Ive found a new dress! Its stunning! Just got to cancel my other order now :doh: 

We have bought our wedding rings and ordered our wedding cake. Just need to decide on the filling, i like the parsnip cake (sounds awful but it is lovely) OH likes the lemon cake and LO devoured the chocolate cake hahaha. Will get some pics up of the cake soon :D Everything is starting to come together just very very stressed about my dress. Just got to sort the flowers, table centres, invites, music etc. Oh and the wedding blessing and bridesmaids. arghhh


----------



## jms895

Parsnip cake? Never heard of that!

Plans are coming on great! I need to see some pics :)


----------



## Kiki1993

I have to say your venue looks spectacular! :flower:


----------



## Arlandria

Hello! Stalking too :)

We were gonna book peckforton castle but decided against it, it really is a beautiful place xx

Can't wait to see your dress xxx


----------



## 5-a-side

Wow, stunning venue.
Have you any photos of the dress you like?

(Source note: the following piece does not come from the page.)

PR #8249, opened 2022-03-15
feat: Prototype PR for adding PgNumeric support

Rishabh-V:
This is the prototype PR to get early feedback on the approach for adding PgNumeric support in Spanner.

I like the candle for favours idea, I very much doubt they'll get left behind like the usual sugared almonds do.


----------



## PinkEmily

jms895 said:
 

> Parsnip cake? Never heard of that!
> 
> Plans are coming on great! I need to see some pics :)

The parsnip cake also has maple syrup and pecan nuts in it. Yummm! 



Arlandria said:


> Hello! Stalking too :)
> 
> We were gonna book peckforton castle but decided against it, it really is a beautiful place xx
> 
> Can't wait to see your dress xxx

It is stunning, but we've just had the bill for the DJ and lighting ..... £2000!!! We cant even use another company because thats the only one they allow for music and lighting. If only we had know the price before hand :dohh: 

I'll get some pictures up of the dress now :thumbup:


----------



## PinkEmily

5-a-side said:


> Wow, stunning venue.
> Have you any photos of the dress you like?
> 
> I like the candle for favours idea, I very much doubt they'll get left behind like the usual sugared almonds do.

:haha: Thats true about the favours although... with the cost this wedding is becoming i think we may need to re think the candle favours :(


----------



## PinkEmily

This is my dress. I put a deposit down on it yesterday. It looks totally different than the picture on the website though. The one i've ordered is ivory, its so slimming!! i love it!! The website picture doesn't do it justice at all

https://www.benjaminroberts.co.uk/2206-p-758.html


----------



## xSin

Wow... you want to plan my wedding when I get married? LOL 
I love your dress and venue.. stunning!!!


----------



## PinkEmily

xSin said:


> Wow... you want to plan my wedding when I get married? LOL
> I love your dress and venue.. stunning!!!

:haha: This wedding is stressing me out enough!! Going to have grey hair by November i think :jo:


----------



## Arlandria

PinkEmily said:


> This is my dress. I put a deposit down on it yesterday. It looks totally different than the picture on the website though. The one i've ordered is ivory, its so slimming!! i love it!! The website picture doesn't do it justice at all
> 
> https://www.benjaminroberts.co.uk/2206-p-758.html

Gorgeous! Xx


----------



## PinkEmily

This is my guest tree, instead of a guest book. 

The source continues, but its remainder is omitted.